Whether state and federal police have been paying attention to Hollywood, or whether it was the other way around, cell phone tracking has become a regular feature in criminal investigations. It comes in two forms: police obtaining retrospective data kept by mobile providers for their own billing purposes that may not be very detailed, or prospective data that reveals the minute-by-minute location of a handset or mobile device. GPS tracking, too, has become commonplace, with courts reaching different conclusions about what procedures should be followed.

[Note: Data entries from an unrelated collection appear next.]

PR #909, opened 2018-01-03
Utp rendezvous connect fix

canndrew:
This is actually a whole bunch of changes, it contains:
 * tcp disabling
 * connect example changes
 * igd disabling
 * utp rendezvous connect fix

I'm PRing them together because they were built on top of each other and it's probably more effort than it's worth to tease them apart into separate PRs.


povilasb:
not all commit messages comply with our style: https://github.com/autumnai/leaf/blob/master/CONTRIBUTING.md#git-commit-guidelines

src/net/peer/connect/bootstrap/mod.rs
```diff
@@ -65,6 +65,7 @@ pub fn bootstrap<UID: Uid>(
     use_service_discovery: bool,
     config: &ConfigFile,
 ) -> BoxFuture<Peer<UID>, BootstrapError> {
+    let config = config.clone();
```
povilasb: why an extra copy, if we take a reference anyway?

src/net/peer/connect/mod.rs
```diff
@@ -124,9 +124,10 @@ pub fn connect<UID: Uid>(
     name_hash: NameHash,
     our_info: PrivConnectionInfo<UID>,
     their_info: PubConnectionInfo<UID>,
-    config: ConfigFile,
+    config: &ConfigFile,
     peer_rx: UnboundedReceiver<ConnectMessage<UID>>,
 ) -> BoxFuture<Peer<UID>, ConnectError> {
+    let config = config.clone();
```
povilasb: redundant copy?

src/net/protocol_agnostic/stream.rs
```diff
@@ -79,20 +94,25 @@ impl PaStream {
         <C as Sink>::SinkError: fmt::Debug,
         C: 'static,
     {
+        let disable_tcp = match config.read().dev {
```
povilasb: Duplicate code: https://github.com/maidsafe/crust/pull/909/commits/e88a2c8990d7bf004c4a7c18c423a11f48a64dc3#diff-2769f48124e6f45bc5d555b5c1d61f29R56
What about moving this to config class, hence smth like `if config.read().tcp_disabled()` could be possible?

src/config.rs
```diff
@@ -155,6 +155,14 @@ impl ConfigFile {
         res
     }
 
+    /// Check whether TCP is disabled for testing.
+    pub fn tcp_disabled(&self) -> bool {
```
povilasb: Hehe, if you had squashed this commit with previous one, I wouldn't have commented several things :)

src/net/protocol_agnostic/stream.rs
```diff
@@ -370,3 +370,50 @@ where
...
+
+#[cfg(test)]
+mod test {
+    use priv_prelude::*;
+    use config::DevConfigSettings;
+    use future_utils::bi_channel;
+    use tokio_core::reactor::Core;
+
+    #[test]
+    fn direct_connect_tcp_disabled() {
```
povilasb: It's also useful to spell out what's expected, e.g. 
```
#[test]
fn direct_connect_uses_other_than_tcp_addrs_when_tcp_disabled()
```
Personally, I like to scope tests:
```
mod direct_connect {
    #[test]
    fn it_uses_other_than_tcp_addrs_when_tcp_disabled {
    }
}
```

examples/connect.rs
```diff
@@ -55,12 +55,11 @@ extern crate crust;
 
 
 use crust::{ConfigFile, PubConnectionInfo, Service, Uid};
-use crust::config::DevConfigSettings;
 use futures::Stream;
 
 use futures::future::empty;
 use rand::Rng;
-use std::{fmt, io, env};
+use std::{fmt, io};
```
povilasb: Consider squashing such commits: less commits to review ;)

examples/connect.rs
```diff
@@ -78,60 +97,111 @@ impl fmt::Display for PeerId {
...
-        unwrap!(
-        event_loop.run(service.connect(our_conn_info, their_info)),
-        "Failed to connect to given peer",
-    );
-    println!("Connected to peer: {}", peer.uid());
-
-    // Run event loop forever.
-    let res = event_loop.run(empty::<(), ()>());
-    unwrap!(res);
+    let mut core = unwrap!(Core::new());
```
povilasb: I intentionally wanted to keep the very first example (`connect`) simple - friendlier for newcomers.
Could we have to separate examples for this?

examples/connect.rs
```diff
@@ -78,60 +97,111 @@ impl fmt::Display for PeerId {
...
+                                .and_then(|line| {
+                                    let line = line.into_bytes();
+                                    peer_sink
+                                    .send((0, line))
+                                    .map(|peer_sink| Loop::Continue(peer_sink))
+                                    .map_err(|e| panic!("error sending message to peer: {}", e))
+                                })
+                            })
+                        };
+                        let reader = {
```
povilasb: That's a lot of nesting levels. Would you agree with me to extract some code to functions?

Cargo.toml
```diff
@@ -38,13 +38,14 @@ serde = "~1.0.10"
 serde_derive = "~1.0.10"
 serde_json = "~1.0.2"
 tiny-keccak = "~1.3"
-tokio-core = "~0.1.10"
+tokio-core = "=0.1.10"
```
povilasb: Hm, would be interesting to know why was this notation chosen instead of the default one?
You could put such changes in a separate commit and comment the reasons, this way I wouldn't ask in the future :)

src/net/protocol_agnostic/stream.rs
```diff
@@ -133,78 +136,101 @@ impl PaStream {
...
+                        UtpSocket::from_socket(udp_socket, &handle).map_err(
+                            UtpRendezvousConnectError::IntoUtpSocket,
+                        )?
+                    };
+                    trace!("returning utp socket.");
+                    Ok((utp_socket, utp_listener, addr))
                 })
         };
 
+
```
povilasb: redundant new line?

src/net/protocol_agnostic/stream.rs
```diff
@@ -133,78 +136,101 @@ impl PaStream {
...
-                .select2(connect)
-                .map_err(|either| match either {
-                    Either::A((err, _)) |
-                    Either::B((err, _)) => err,
-                })
-                .and_then(|either| match either {
-                    Either::A(((), connect)) => connect.into_boxed(),
-                    Either::B((stream, _)) => future::ok(stream).into_boxed(),
-                })
+            .while_driving(tcp_connect)
```
povilasb: This method is already large (~140 lines), do we really want to keep expanding it?

src/net/protocol_agnostic/stream.rs
```diff
@@ -133,78 +136,101 @@ impl PaStream {
...
+            .while_driving(udp_connect)
+            .map_err(|((e, _tcp_connect), _udp_connect)| e)
+            .and_then(move |((their_pk, tcp_connect), udp_connect)| {
+                if our_pk > their_pk {
+                    let utp_connect = {
+                        udp_connect
+                        .and_then(|(utp_socket, _utp_listener, addr)| {
+                            utp_socket
+                                .connect(&addr)
+                                //.map_err(UtpRendezvousConnectError::UtpConnect)
```
povilasb: I'd say let's not keep commented out code - it's cryptic for people who did not write it.

src/net/protocol_agnostic/stream.rs
```diff
@@ -133,78 +136,101 @@ impl PaStream {
...
+                    .map(|(stream, _buf)| stream)
+                    .into_boxed()
+                } else {
+                    let tcp_connect = tcp_connect.map(take_chosen);
+                    let utp_connect = {
+                        udp_connect
+                        .and_then(|(_utp_socket, utp_listener, addr)| {
+                            utp_listener
+                            .incoming()
+                            .filter(move |stream| stream.peer_addr() == addr)
```
povilasb: Does this filter connections to self? If so, how is this possible?

canndrew: No, it just makes sure we're accepting the connection from the address we hole-punched to.

povilasb: oh, good :)

src/net/peer/connect/mod.rs
canndrew: No, `config` is passed to a closure later on.

examples/connect.rs
canndrew: I've factored out the part which is irrelevant to making a connection into the `have_a_conversation` function. This also simplifies the example as a whole.

Cargo.toml
canndrew: That was an error and gets undone in a later commit.

src/net/protocol_agnostic/stream.rs
canndrew: It could be split into smaller functions. The thing is, if we're going to have functions which are only ever meant to be called from one place inside another function then it seems clearer to me to define those functions inside the larger function. eg.

```rust
fn foo() {
    fn implementation_detail_of_foo() {
        ...
    }
    ...
    let x = implementation_detail_of_foo();
    ...
}
```

Seems clearer than

```rust
fn foo() {
    ...
    let x = implementation_detail_of_foo();
    ...
}

fn implementation_detail_of_foo() {
    ...
}
```
 Because it gives `implementation_detail_of_foo` more precise scope. This is kind of what I was aiming for when splitting the implementation of that method into separate futures with

```rust
let pump_channels = {
    ...
};

let tcp_connect = {
    ...
};

let utp_connect = {
    ...
};
```

src/net/protocol_agnostic/stream.rs
canndrew: Another mistake that got fixed in a later commit. Sorry, it's just cumbersome to back-port small fixes when I've already layered other commits on top of the error. Unless you know of an easier way to do this?

canndrew: My workflow for that is

```
$ git checkout -b temp-branch
$ git checkout real-branch
$ git reset --hard commit-that-needs-to-be-changed
$ <make changes>
$ git commit --amend
$ git checkout temp-branch
$ git rebase --onto real-branch commit-that-needs-to-be-changed temp-branch
$ git checkout real-branch
$ git merge --ff-only temp-branch
$ git branch -d temp-branch
```

And then notice there was another spurious comment or something a few lines down and have to do it again.

src/net/peer/connect/mod.rs
povilasb: right, I got confused because `connect_directly()` call is in the same scope.
Turns out it's implementation passes config into closure. Wouldn't it be more readable, if  `connect_directly()` took reference, made a copy and passed that copy to a closure?

src/net/protocol_agnostic/stream.rs
povilasb: yeah, this kind of scoping sounds ok, but I think it hurts unit testing of those smaller functions.

src/net/protocol_agnostic/stream.rs
povilasb: wow, indeed that looks like a lot of work.
Personally, I'm using git interactive rebase, it's described in here: https://git-scm.com/book/id/v2/Git-Tools-Rewriting-History
In a nutshell, it works smth like this:
```
$ git checkout real-branch  # just explicitly saying where I am :)
$ git rebase -i HEAD~5  # opens editor that allows me to change 5 commits back from now
$ < I choose commit i want to edit and git checksout this commit>
$ <make changes>
$ git commit --amend
$ git rebase --continue
```
I could demonstrate that over hangout, if you'd like ;)

src/net/peer/connect/mod.rs
canndrew: `connect_directly` does take a reference, it's further down at the bottom of the function that `config` gets passed to a closure. Here's it needs to be owned so that the resulting future can be `'static`.

canndrew: See line 161

src/net/protocol_agnostic/stream.rs
canndrew: Thanks, I can copy what you've done there. I've never bothered to learn  `git rebase -i`, I guess I should because that's not the first nifty trick I've seen done with it.

examples/connect.rs
```diff
@@ -124,82 +124,40 @@ fn main() {
...
-                            Either::A((v, _next)) => void::unreachable(v),
-                            Either::B(((), _next)) => drop(service),
-                        })
-                        .map_err(|either| match either {
-                            Either::A((v, _next)) => v,
-                            Either::B((v, _next)) => v,
+                            service
+                                .connect(our_priv_info, their_pub_info)
+                                .map_err(|e| panic!("error connecting to peer: {}", e))
+                                .and_then(move |peer| have_a_conversation(service, peer))
```
povilasb: That's cool - really more readable, but I would still like to keep a minimal `connect` example and what if this one was a `chat` example instead?
Then we would have examples from least to most complex:
* connect - only connects two peers
* exchange_data - exchanges one message each
* chats - let's you send as many messages interactively as you want

povilasb:
Commit mesasges still don't comply to our conventions. Btw, it's easy to rewrite commit messages with git interactive rebase using `reword` function.

examples/chat.rs
```diff
@@ -0,0 +1,218 @@
...
+// found in the root directory of this project at LICENSE, COPYING and CONTRIBUTOR.
+//
+// Unless required by applicable law or agreed to in writing, the SAFE Network Software distributed
+// under the GPL Licence is distributed on an "AS IS" BASIS, WITHOUT WARRANTIES OR CONDITIONS OF ANY
+// KIND, either express or implied.
+//
+// Please review the Licences for the specific language governing permissions and limitations
+// relating to use of the SAFE Network Software.
+
+//! This example demonstrates how to make a P2P connection using `crust`.
```
povilasb: Update docs for this example?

CNET was the first to report on prospective cell tracking in a 2005 news article. In a subsequent Arizona case, agents from the Drug Enforcement Administration tracked a tractor trailer with a drug shipment through a GPS-equipped Nextel phone owned by the suspect. Texas DEA agents have used cell site information in real time to locate a Chrysler 300M driving from Rio Grande City to a ranch about 50 miles away. Verizon Wireless and T-Mobile logs showing the location of mobile phones at the time calls were made became evidence in a Los Angeles murder trial.

The way tracking works is simple: mobile phones are miniature radio transmitters and receivers. A cellular tower knows the general direction of a mobile phone (many cell sites have three antennas pointing in different directions), and if the phone is talking to multiple towers, triangulation yields a rough location fix. With this method, accuracy depends in part on the density of cell sites.

The Federal Communications Commission's Enhanced 911 (E911) requirements allowed rough estimates to be transformed into precise coordinates. Wireless carriers using CDMA networks, such as Verizon Wireless and Sprint Nextel, tend to use embedded GPS technology to fulfill E911 requirements. AT&T and T-Mobile comply with E911 regulations using network-based technology that computes a phone's location using signal analysis and triangulation between towers.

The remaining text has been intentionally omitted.